> _Activity_
Please copy every line from the records below that contains the string "renamed".

> _Data to use_
PR #501, opened 2026-06-18
CLI: ENS Support

### LINKED ISSUE #453: CLI: ENS namespace (resolve, reverse, info)
Parent: #407.

The Actions CLI scaffolding (#408 / #421) and the lend namespace (#409 / #423) cover `actions.lend.*` and `actions.wallet.*` write paths, but the SDK's `actions.ens.*` namespace currently has no CLI surface.

## SDK surface to mirror

`EnsNamespace` (`packages/sdk/src/services/nameservices/ens/EnsNamespace.ts`) exposes:

- `getAddress(input: Address | EnsName): Promise<Address>` — name → address (or echoes back when given an address).
- `getName(address: Address): Promise<EnsName | null>` — reverse-resolve.
- `getInfo(input: Address | EnsName): Promise<EnsInfo>` — combined `{ name, address }`.

## Proposed CLI surface

Read-only, no `PRIVATE_KEY` required:

- `actions ens resolve <name>` → emits `{ name, address }` (where address is derived).
- `actions ens reverse <address>` → emits `{ address, name }` (or `name: null` when no reverse record).
- `actions ens info <input>` → emits `EnsInfo` directly (the SDK shape).

## Notes

- **Mainnet requirement:** `EnsNamespace` requires Ethereum mainnet (chain ID 1) in the chain config. The CLI's demo config currently doesn't include mainnet — it ships with Base Sepolia + Optimism Sepolia. The handler should surface a clean `CliError('config', ...)` when mainnet isn't configured rather than relying on the SDK's `EnsNotConfiguredError` to bubble through. (After PR #423 lands, the typed `ActionsError` mapping in `output/errors.ts` does this automatically.)
- **Public RPC fallback:** the SDK falls back to a public mainnet RPC when mainnet isn't in the chain config. Decide whether the CLI should accept this fallback or insist on operator-configured RPC for ENS reads (consistent with the "RPC trust" doc in `SKILL.md`).
- **ENS name validation:** the SDK has `isEnsName(input)` for shape-checking. Use it at the resolver layer so unknown inputs surface as `validation` rather than `network`.

## Why this is its own issue

Originally surfaced as a gap during the #423 review (`/compound-engineering:workflows:review`). #421 stays scoped to scaffolding and #423 to lend; ENS is small and self-contained but logically unrelated to either.

## Acceptance criteria

- [ ] `actions ens resolve <name>` and `actions ens reverse <address>` work end-to-end against mainnet.
- [ ] `actions ens info <input>` emits the SDK `EnsInfo` shape verbatim.
- [ ] Missing-mainnet config → `CliError('config')` exit 3.
- [ ] Invalid ENS name shape → `CliError('validation')` exit 2.
- [ ] `SKILL.md` documents the new commands with NL→command examples.

its-everdred:
Closes #453

Related comment: https://github.com/ethereum-optimism/actions/pull/501#issuecomment-4918028000

# Problem
The CLI did not expose the SDK's ENS namespace, so users and agents had no shell path for resolving names, reverse names, or ENS profile records. ENS reads also depend on Ethereum mainnet, which is awkward when the CLI app chains are configured for other networks and the SDK may need to fall back to a public RPC. Borrow position lookups should stay aligned with the SDK's address-only API instead of teaching the CLI to resolve extra wallet identifiers.

# Solution
Adds read-only ENS commands and keeps borrow position as an address-only wallet lookup.

- Adds `actions ens address`, `actions ens name`, and `actions ens info` with typed validation and sanitized human-readable output.
- Keeps `actions borrow position` on `--wallet <address>`, matching the SDK's `walletAddress` parameter without custom ENS resolution in the CLI.
- Allows SDK L1 chain construction for mainnet and sepolia via viem chain definitions, so configured mainnet RPCs can back ENS reads.
- Warns once when CLI ENS reads use the SDK public mainnet fallback instead of an operator-provided `MAINNET_RPC_URL`.
- Routes ENS RPC failures into retryable CLI network errors and shares output sanitization across success and error paths.


its-everdred:
i dont like this name: 
```
actions ens resolve <name>
actions ens reverse <address>
```

instead lets do 
```
 actions ens address <name>
actions ens name <address>
```

packages/cli/src/output/printOutput.ts
```diff
@@ -144,6 +159,41 @@ function formatAddress(doc: Printers['address']): void {
   writeLine(doc.address)
 }
 
+// ENS names and profile text records are arbitrary on-chain strings set by
+// whoever owns the name. Rendered verbatim in a terminal they can carry ANSI /
+// OSC escape sequences that rewrite the screen, the window title, or inject
+// clickable phishing hyperlinks. Strip C0/C1 control bytes (keeping ordinary
+// printable text) before writing the human-readable output. The `--json` path
+// is unaffected: JSON.stringify already escapes control characters.
+const CONTROL_CHARS = /[\u0000-\u001F\u007F-\u009F]/g
```
its-everdred: This comment should tell me what these chars are, and why these are a special case

packages/cli/src/resolvers/ens.ts
```diff
@@ -0,0 +1,90 @@
...
+export function requireMainnet(config: NodeActionsConfig<never>): void {
+  if (!config.chains.some((chain) => chain.chainId === mainnet.id)) {
+    throw new CliError(
+      'config',
+      'ENS operations require Ethereum mainnet (chain ID 1). ' +
+        'Set MAINNET_RPC_URL to a trusted endpoint to enable ENS reads.',
+      { chainId: mainnet.id },
+    )
+  }
+}
```
its-everdred: I'm not sure if I agree that the CLI should be opinionated in this way. if the SDK calls back to a public RPC, the CLI should just be a thin wrapper. we can add a warning here instead in this case, but dont fail

packages/cli/src/resolvers/ens.ts
```diff
@@ -0,0 +1,90 @@
...
+export function requireAddress(input: string): Address {
+  if (!isAddress(input)) {
+    throw new CliError(
+      'validation',
+      `Invalid address: "${input}" (expected a 0x-prefixed 20-byte address)`,
+      { input },
+    )
+  }
+  return getAddress(input)
+}
```
its-everdred: This validation is probably not ENS specific and may already exist elsewhere. if not, move to a util and import

packages/cli/src/resolvers/ens.ts
```diff
@@ -0,0 +1,90 @@
...
+ */
+export function requireEnsNameOrAddress(input: string): Address | EnsName {
+  if (isAddress(input)) return getAddress(input)
+  if (isEnsName(input)) return input
+  throw new CliError(
+    'validation',
+    `Invalid input: "${input}" (expected an ENS name or a 0x-prefixed address)`,
+    { input },
+  )
+}
```
its-everdred: Is this used anywhere? if not delete

packages/cli/SKILL.md
```diff
@@ -311,11 +318,49 @@ NL -> command examples:
...
+markets are testnet-only, so this affects reads (balances), not write targets.
+
+NL -> command examples:
+
+- "what address is vitalik.eth" -> `actions --json ens resolve vitalik.eth`
+- "resolve vitalik.eth" -> `actions --json ens resolve vitalik.eth`
+- "what's the ENS name for 0xd8dA...96045" -> `actions --json ens reverse 0xd8dA6BF26964aF9D7eEd9e03E53415D37aA96045`
+- "show vitalik.eth's profile" -> `actions --json ens info vitalik.eth`
+- "get the ENS records for 0xd8dA...96045" -> `actions --json ens info 0xd8dA6BF26964aF9D7eEd9e03E53415D37aA96045`
+
```
its-everdred, line 357: The skill should also include more complex asks where the ens lookup is a step within another action. ex: "swap 1 USDC for eth and send it to vitalik.eth". in this case, the agent should know to use the swap recipient field. 

related: do the CLI address-related params allow passing of either address or ens names the way the sdk natively does? if not, it should

packages/sdk/src/services/ChainManager.ts
```diff
@@ -33,6 +33,33 @@ function pollingIntervalForChain(chainId: SupportedChainId): number {
...
+ * @param chainId - A {@link SupportedChainId} to resolve.
+ * @returns The viem {@link Chain}, or `undefined` when the id is unknown to
+ * both registries.
+ * @internal Not part of the public SDK surface; exported only so
+ * `MockChainManager` can mirror `ChainManager`'s resolution logic. No stability
+ * guarantee.
+ */
+export function viemChainFor(chainId: SupportedChainId): Chain | undefined {
+  return chainById[chainId] ?? L1_VIEM_CHAINS[chainId]
+}
```
its-everdred: I dont love this approach

packages/cli/src/output/printOutput.ts
its-everdred: > This comment should tell me what these chars are, and why these are a special case

Addressed: replaced the long block with a single-line comment that names C0/C1 as ANSI/OSC terminal controls and says why text ENS output strips them.

packages/cli/src/resolvers/ens.ts
its-everdred: > if the SDK calls back to a public RPC, the CLI should just be a thin wrapper. we can add a warning here instead in this case, but dont fail

Addressed: ENS commands now validate input, warn when `MAINNET_RPC_URL` is unset, and continue through the SDK public mainnet fallback instead of throwing config errors.

packages/cli/src/resolvers/ens.ts
its-everdred: > This validation is probably not ENS specific and may already exist elsewhere. if not, move to a util and import

Addressed: moved generic checksum-address validation into `utils/addresses.ts` and imported it from ENS reverse lookup and borrow `--wallet`.

packages/cli/src/resolvers/ens.ts
its-everdred: > Is this used anywhere? if not delete

Addressed: kept it because it is used by `ens info` and now by `borrow position --wallet <address|ens>` for shared address-or-ENS validation.

packages/cli/SKILL.md
its-everdred: > The skill should also include more complex asks where the ens lookup is a step within another action.

Addressed: added swap-recipient examples using `--recipient vitalik.eth`, documented `--recipient <addr|ens>`, and updated borrow `--wallet` to accept either a 0x address or ENS name before resolving it for `getPosition`.

packages/sdk/src/services/ChainManager.ts
its-everdred: > I dont love this approach

Addressed: removed the local L1 fallback map and now resolves `ChainManager` chain definitions from the SDK supported-chain registry, which already includes Ethereum L1 chains.

its-everdred:
> `actions ens resolve <name>` / `actions ens reverse <address>` -> `actions ens address <name>` / `actions ens name <address>`

Addressed: renamed the public commands and associated files/functions/tests to `address` and `name`, including `runEnsAddress`, `runEnsName`, `formatEnsAddress`, and `formatEnsName`.

packages/cli/src/commands/__tests__/actionsBorrowPosition.test.ts
```diff
@@ -23,13 +25,20 @@ describe('runBorrowPosition (read-only, with --wallet)', () => {
...
-      actions: { borrow: { getPosition } } as never,
+      config: {
+        ...config,
+        chains: config.chains.filter((chain) => chain.chainId !== 1),
+      },
+      actions: { borrow: { getPosition }, ens: { getAddress } } as never,
     })
   }
 
+  const VITALIK = '0xd8dA6BF26964aF9D7eEd9e03E53415D37aA96045'
```
its-everdred: rename VITALIK_ADDRESS

its-everdred: > rename VITALIK_ADDRESS

Addressed: moved the repeated ENS fixtures into `@/__tests__/helpers/ens.js`, renamed them to `MOCK_*`, and updated the similar CLI tests to use the shared helper with lowercase derived inline where needed.

jefr90 (approved):
lgtm 🔥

> _Exercise solution_
Addressed: renamed the public commands and associated files/functions/tests to `address` and `name`, including `runEnsAddress`, `runEnsName`, `formatEnsAddress`, and `formatEnsName`.
Addressed: moved the repeated ENS fixtures into `@/__tests__/helpers/ens.js`, renamed them to `MOCK_*`, and updated the similar CLI tests to use the shared helper with lowercase derived inline where needed.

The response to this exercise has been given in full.